Employment Rights Bill: what we know and what we don’t
Contesting a will on the basis of dementia
We speak to many people who have lost a loved one who had dementia and who believe the disease impacted their decision making when writing their will. Contesting a will on the basis that the person who made it was suffering from dementia is possible but it’s not as straightforward as you might think.
The validity of the will depends on the impact of the individual’s illness on their cognitive abilities at the time the will is prepared. To be able to make a will a person must possess ‘testamentary capacity,’ and this can sometimes be difficult to gauge given the variable nature of a disease like dementia. There are over 200 sub-types of dementia, many of which produce different symptoms and behavioural changes in individuals who are affected by the disease.

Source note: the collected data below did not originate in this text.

PR #9621, opened 2023-05-17
Add `Block.get_block_class_from_key` and replace external uses of `lookup_type`

madkinsz:
Follow-up to #9571 ensuring that some additional cases where we rely on dispatch go through the code path that loads collections


desertaxle (approved):
LGTM!

PR #9632, opened 2023-05-18
Allow client retries when server SQLite database is busy

madkinsz:
Requires https://github.com/PrefectHQ/prefect/pull/9637
Required for https://github.com/PrefectHQ/prefect/pull/9594

Previously, if a BUSY was encountered during orchestration the rules context would eat the exception so it would never be raised. A client would receive an ABORT signal. Now, we send a 503 instead.


jakekaplan (approved):
🙌

PR #9633, opened 2023-05-18
Allow client retries when database errors are encountered

madkinsz:
Extends https://github.com/PrefectHQ/prefect/pull/9632 to include all of the retryable database exceptions that we use in Cloud.

This improves resilience for all open source server users.

### DIFF
--- a/tests/server/api/test_server.py
+++ b/tests/server/api/test_server.py
@@ -87,10 +87,8 @@ async def test_sqlite_database_locked_handler(errorname, ephemeral):
         response = await client.get("/api/raise_busy_error")
         assert response.status_code == 503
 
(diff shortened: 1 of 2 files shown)


tests/server/api/test_server.py
```diff
@@ -74,7 +76,7 @@ async def raise_other_error():
             Exception,
         )
 
-    app = create_app(ephemeral=ephemeral)
+    app = create_app(ephemeral=ephemeral, ignore_cache=True)
```
madkinsz, line 79: Uh yeah if you don't do this the test routes get added to the cached app and other tests see it :D

jakekaplan (approved):
🌶️ 🌶️ 🌶️

PR #190, opened 2022-07-29
Typo in README.md MapValues should be MapToSlice

CorentinClabaut:


CorentinClabaut:
@samber `MapToSlice` iteratee is `func(V, K)` where `func(K, V)` seems more intuitive.

Would it be worth fixing that eventhough that would break existing code that uses it?

samber:
Oh yes! 

I didn't spot this error last Sunday.

This helper was added very recently. I think we can fix it today without breaking too much code.

PR #194, opened 2022-07-31
Adding SliceToMap2->SliceToMap9 + Tuples2ToMap->Tuples9ToMap

samber:
@CorentinClabaut Can i ask for a quick review please ?

I don't really like the naming of these helpers. Do you have a better idea?

I think we can also write the following helpers:
- `lo.MapToTuplesX`
- `lo.MapXToSlice`

### DIFF
--- a/CHANGELOG.md
+++ b/CHANGELOG.md
@@ -2,6 +2,13 @@
 
 @samber: I sometimes forget to update this file. Ping me on [Twitter](https://twitter.com/samuelberthe) or open an issue in case of error. We need to keep a clear changelog for easier lib upgrade.
 
+## 1.28.0 (2022-08-xx)
+
+Adding:
+
+- lo.SliceToMap2 -> lo.SliceToMap9
+- lo.Tuples2ToMap -> lo.Tuples9ToMap
+
 ## 1.27.0 (2022-07-29)
 
 Breaking:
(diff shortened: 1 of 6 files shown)


samber:
GroupBy2->GroupBy9 could be nice as well.

Maybe too much complexity?

```go
numbers := []int{
    0, 1, 2,
    3, 4, 5,
    6, 7, 8,
}

groups := lo.GroupBy2[int, int, int](numbers, func(i int) (int, int) {
    return i%3, i%2
})

map[int]map[int][]int{
    0: {
        0: []int{ 0, 6 },
        1: []int{ 3 },
    },
    1: {
        0: []int{ 4 },
        1: []int{ 1, 7 },
    },
    2: {
        0: []int{ 2 },
        1: []int{ 5, 8 },
    },
}
```

CorentinClabaut (commented):
@samber, sure, no problem.

I'm not sure to get in which situation we would need these nested maps, do you have an example in mind?

I guess having a nested `map[string]map[string]Foo` Could be useful to be able to simply get the correct Foo based on 2 keys, but wouldn't that be the same as having a map `map[lo.Tuple2[string, string]]Foo`?
In one case we would access it like that: `f := m1[key1][key2]`
And in the other case we would access it like that: `f := m2[lo.T2(key1, key2)]`
The second option is slightly more verbose, but should be simpler to use.
For example, with the second option we can easily build any map with `SliceToMap` and we wouldn't need `SliceToMapX` nor `TuplesXToMap`.
Using a tuple as the key might also make it simpler to use the other map helper functions.

What do you think?

Or am I missing a use case where the nested map would be better?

What factors are taken into account when assessing ‘testamentary capacity’?
Claims are dealt with on a case-by-case basis by considering evidence in relation to the following:
- Did the person making the will understand what a will is and its effects?
- Were they able to understand what assets they had and were able to pass on to their intended beneficiaries?
- Did they understand who they ought to consider making provision for in the will, even if they decided not to?
- Did they have any disorder of the mind that may have influenced their decision to include or exclude a potential beneficiary?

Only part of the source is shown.